= Exercise details =
Please report how many lines in the records below contain the word "something", and give nothing else.
════════
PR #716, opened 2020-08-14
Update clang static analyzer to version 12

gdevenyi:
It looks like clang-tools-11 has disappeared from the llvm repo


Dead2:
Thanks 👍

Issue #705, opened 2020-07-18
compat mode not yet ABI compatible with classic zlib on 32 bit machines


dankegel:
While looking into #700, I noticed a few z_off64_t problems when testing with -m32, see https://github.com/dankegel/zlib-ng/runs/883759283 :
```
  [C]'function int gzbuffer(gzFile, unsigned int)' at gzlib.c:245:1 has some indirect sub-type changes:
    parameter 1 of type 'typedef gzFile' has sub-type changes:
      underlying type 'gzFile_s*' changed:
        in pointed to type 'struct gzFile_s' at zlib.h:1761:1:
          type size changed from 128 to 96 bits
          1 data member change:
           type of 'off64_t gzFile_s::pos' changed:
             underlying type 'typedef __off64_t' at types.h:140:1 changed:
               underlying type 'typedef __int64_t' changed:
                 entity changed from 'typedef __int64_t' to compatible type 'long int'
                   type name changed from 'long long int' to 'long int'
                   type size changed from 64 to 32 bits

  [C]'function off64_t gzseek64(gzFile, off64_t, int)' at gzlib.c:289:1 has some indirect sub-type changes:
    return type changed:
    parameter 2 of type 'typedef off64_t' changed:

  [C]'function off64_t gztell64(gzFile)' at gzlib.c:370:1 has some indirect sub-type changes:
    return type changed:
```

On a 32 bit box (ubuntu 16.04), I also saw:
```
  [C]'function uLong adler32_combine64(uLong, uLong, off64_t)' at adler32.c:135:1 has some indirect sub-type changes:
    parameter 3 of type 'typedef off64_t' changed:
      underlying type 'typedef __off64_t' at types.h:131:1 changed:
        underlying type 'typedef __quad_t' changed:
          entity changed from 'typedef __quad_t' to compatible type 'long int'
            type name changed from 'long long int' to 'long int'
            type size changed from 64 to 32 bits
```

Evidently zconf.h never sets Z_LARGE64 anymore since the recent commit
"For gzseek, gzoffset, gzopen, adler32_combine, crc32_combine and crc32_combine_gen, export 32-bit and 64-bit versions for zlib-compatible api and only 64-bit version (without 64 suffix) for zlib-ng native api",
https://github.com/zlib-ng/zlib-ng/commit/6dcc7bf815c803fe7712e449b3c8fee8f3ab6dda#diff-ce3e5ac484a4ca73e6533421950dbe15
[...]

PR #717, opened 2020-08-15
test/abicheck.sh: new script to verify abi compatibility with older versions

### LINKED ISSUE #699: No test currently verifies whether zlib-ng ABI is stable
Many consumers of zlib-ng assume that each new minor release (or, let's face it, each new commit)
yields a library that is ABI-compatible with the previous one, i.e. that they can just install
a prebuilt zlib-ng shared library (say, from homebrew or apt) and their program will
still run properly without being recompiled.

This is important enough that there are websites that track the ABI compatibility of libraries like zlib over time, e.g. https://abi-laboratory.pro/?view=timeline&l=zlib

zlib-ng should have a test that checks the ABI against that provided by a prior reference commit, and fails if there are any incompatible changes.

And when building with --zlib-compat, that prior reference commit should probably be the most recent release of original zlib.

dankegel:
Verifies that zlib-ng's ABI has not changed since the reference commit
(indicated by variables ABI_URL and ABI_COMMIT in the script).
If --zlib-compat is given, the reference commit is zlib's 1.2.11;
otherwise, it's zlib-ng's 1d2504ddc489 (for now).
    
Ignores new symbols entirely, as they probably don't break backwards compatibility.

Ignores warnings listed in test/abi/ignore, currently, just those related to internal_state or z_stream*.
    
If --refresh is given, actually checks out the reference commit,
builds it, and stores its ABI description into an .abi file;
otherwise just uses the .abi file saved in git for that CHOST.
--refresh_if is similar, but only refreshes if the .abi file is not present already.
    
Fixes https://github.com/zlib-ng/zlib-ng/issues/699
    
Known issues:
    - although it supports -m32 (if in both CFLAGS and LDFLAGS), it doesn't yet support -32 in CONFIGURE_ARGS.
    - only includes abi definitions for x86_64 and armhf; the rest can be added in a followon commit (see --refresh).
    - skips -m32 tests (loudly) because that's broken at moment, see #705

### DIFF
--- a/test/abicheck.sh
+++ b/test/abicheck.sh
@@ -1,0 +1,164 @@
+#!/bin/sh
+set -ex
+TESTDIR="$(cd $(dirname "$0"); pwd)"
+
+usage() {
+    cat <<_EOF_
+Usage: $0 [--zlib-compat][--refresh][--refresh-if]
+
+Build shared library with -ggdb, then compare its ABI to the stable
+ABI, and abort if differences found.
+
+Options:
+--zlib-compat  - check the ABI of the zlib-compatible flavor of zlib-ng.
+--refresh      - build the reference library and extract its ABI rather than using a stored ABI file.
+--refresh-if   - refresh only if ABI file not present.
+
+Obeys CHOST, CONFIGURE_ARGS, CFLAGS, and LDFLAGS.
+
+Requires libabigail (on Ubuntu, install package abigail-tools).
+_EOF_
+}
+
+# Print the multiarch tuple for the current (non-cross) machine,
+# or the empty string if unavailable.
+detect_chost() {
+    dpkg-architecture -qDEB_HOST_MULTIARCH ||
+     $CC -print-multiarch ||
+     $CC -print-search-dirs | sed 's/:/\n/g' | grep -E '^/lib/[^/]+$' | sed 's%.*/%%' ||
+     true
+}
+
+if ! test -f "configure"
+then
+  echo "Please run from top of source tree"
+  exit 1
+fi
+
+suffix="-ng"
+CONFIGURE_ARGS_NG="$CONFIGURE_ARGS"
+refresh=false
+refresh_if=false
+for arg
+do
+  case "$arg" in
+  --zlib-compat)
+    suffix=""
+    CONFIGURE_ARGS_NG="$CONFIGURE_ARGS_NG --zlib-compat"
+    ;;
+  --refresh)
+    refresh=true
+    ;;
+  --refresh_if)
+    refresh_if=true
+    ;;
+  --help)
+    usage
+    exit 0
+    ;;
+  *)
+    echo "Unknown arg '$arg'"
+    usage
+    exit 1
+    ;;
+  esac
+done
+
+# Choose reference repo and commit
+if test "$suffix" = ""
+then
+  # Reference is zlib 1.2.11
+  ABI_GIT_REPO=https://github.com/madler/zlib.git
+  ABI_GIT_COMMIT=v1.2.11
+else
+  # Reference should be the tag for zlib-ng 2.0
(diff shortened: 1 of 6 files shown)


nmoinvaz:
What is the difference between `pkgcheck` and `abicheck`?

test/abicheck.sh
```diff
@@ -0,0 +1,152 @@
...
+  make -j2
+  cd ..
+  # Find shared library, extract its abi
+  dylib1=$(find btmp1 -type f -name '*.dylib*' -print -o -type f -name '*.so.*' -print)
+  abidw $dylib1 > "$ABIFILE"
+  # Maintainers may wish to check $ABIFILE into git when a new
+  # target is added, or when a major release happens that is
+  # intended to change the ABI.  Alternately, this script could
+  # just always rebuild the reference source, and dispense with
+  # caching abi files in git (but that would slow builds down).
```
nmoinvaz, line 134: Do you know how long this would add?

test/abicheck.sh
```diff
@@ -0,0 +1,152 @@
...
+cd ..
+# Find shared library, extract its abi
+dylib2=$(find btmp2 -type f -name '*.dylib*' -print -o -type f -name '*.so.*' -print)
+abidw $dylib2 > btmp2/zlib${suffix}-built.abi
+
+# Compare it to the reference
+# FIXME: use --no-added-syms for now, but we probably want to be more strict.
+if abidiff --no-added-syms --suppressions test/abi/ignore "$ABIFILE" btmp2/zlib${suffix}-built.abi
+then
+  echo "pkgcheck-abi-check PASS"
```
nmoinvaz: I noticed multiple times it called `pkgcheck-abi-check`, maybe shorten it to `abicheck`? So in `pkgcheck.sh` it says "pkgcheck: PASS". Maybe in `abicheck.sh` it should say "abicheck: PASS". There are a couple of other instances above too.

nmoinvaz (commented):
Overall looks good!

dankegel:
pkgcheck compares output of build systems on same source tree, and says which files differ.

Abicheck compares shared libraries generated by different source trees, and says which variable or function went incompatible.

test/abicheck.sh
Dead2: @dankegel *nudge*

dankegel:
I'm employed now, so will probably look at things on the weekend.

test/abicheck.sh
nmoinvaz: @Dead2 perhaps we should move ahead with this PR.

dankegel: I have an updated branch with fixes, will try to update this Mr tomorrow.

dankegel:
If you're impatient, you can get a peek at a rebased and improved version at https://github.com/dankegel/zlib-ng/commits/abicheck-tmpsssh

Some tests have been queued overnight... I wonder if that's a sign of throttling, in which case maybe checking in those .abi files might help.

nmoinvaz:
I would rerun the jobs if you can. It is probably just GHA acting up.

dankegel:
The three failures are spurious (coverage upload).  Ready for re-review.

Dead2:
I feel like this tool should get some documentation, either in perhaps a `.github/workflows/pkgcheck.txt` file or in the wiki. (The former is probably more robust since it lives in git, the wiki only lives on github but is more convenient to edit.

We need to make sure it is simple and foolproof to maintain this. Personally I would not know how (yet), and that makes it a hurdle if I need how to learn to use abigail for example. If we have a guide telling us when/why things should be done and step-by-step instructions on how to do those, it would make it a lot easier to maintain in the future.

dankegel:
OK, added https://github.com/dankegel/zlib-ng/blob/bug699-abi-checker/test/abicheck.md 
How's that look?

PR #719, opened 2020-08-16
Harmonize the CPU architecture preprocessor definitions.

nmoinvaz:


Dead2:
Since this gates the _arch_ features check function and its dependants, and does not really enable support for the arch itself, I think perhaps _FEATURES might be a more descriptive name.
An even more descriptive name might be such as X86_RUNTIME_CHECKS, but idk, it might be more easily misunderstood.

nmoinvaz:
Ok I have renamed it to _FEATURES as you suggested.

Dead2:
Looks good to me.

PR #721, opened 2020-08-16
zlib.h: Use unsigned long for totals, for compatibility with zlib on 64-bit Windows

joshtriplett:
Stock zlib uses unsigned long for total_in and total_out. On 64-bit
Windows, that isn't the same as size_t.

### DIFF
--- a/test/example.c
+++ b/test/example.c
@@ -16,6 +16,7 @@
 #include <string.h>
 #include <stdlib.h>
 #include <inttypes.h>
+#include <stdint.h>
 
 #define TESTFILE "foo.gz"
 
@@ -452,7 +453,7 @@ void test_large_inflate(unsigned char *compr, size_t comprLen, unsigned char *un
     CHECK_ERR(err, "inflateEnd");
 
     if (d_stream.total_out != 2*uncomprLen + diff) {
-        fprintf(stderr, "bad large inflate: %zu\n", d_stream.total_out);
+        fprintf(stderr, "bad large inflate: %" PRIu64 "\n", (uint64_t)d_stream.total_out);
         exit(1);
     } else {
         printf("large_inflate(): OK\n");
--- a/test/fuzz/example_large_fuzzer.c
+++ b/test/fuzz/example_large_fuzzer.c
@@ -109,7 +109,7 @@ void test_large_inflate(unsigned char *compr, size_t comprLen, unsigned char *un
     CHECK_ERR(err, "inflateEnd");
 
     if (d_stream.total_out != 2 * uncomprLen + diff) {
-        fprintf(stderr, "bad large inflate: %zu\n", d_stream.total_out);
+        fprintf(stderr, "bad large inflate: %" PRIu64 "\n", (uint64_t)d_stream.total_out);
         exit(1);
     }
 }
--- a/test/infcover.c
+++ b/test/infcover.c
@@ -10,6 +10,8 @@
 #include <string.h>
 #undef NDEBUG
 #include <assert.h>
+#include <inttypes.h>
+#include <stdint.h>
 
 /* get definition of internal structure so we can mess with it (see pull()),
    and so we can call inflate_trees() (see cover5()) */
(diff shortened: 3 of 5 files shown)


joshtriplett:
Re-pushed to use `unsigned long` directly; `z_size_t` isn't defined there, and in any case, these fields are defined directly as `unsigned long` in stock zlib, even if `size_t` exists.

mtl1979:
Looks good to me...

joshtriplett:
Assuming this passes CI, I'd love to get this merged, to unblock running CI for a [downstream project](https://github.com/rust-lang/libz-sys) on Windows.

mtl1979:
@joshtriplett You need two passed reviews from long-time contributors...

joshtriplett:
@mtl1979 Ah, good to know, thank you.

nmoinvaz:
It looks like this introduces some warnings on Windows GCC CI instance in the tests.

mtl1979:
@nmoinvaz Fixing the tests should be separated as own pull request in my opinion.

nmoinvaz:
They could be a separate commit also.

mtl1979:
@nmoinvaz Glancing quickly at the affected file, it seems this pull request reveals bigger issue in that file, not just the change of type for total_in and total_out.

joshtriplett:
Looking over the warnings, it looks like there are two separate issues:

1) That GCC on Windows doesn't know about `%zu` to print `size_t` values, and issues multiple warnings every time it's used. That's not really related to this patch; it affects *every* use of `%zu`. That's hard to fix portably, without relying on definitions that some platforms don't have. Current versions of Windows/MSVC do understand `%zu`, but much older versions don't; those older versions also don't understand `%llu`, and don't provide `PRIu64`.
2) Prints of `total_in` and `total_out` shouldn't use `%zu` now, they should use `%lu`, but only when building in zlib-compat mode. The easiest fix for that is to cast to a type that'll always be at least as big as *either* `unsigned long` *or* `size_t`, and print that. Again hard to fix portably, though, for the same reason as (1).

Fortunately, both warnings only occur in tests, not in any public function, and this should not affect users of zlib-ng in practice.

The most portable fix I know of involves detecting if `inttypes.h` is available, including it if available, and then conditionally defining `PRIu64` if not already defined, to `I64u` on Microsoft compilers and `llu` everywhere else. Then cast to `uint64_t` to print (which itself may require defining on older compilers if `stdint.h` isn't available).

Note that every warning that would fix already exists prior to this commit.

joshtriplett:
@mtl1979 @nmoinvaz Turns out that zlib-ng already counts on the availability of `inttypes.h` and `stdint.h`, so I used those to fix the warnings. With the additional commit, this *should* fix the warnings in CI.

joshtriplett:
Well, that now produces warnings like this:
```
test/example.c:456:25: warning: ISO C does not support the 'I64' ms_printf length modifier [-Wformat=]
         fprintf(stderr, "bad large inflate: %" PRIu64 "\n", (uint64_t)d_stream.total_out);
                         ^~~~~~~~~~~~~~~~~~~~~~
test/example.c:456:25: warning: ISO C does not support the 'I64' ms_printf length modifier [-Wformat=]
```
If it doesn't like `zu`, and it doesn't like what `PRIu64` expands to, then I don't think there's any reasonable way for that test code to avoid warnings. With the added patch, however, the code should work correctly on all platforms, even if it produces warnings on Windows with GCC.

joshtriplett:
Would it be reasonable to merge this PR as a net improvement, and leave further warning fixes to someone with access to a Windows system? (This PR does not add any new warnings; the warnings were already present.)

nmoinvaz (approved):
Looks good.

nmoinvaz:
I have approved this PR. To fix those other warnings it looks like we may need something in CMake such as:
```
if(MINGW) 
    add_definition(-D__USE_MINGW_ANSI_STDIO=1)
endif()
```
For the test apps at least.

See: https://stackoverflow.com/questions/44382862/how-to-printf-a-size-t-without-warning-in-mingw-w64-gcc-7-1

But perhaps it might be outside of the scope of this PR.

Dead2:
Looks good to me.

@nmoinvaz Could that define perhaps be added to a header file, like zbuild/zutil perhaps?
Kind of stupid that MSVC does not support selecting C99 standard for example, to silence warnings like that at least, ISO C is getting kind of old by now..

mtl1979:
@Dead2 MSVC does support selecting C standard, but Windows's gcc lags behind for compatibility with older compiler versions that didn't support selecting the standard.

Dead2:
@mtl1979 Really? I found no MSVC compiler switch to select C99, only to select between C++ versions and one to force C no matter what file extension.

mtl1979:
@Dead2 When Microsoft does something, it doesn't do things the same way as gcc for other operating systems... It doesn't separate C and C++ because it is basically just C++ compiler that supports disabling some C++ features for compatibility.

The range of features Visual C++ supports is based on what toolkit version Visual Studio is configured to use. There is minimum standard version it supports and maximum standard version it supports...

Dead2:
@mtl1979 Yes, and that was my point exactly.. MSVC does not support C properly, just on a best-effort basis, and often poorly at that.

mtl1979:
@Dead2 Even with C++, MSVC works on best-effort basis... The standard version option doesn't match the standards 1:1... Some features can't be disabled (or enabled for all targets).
════════
= Answer area =
2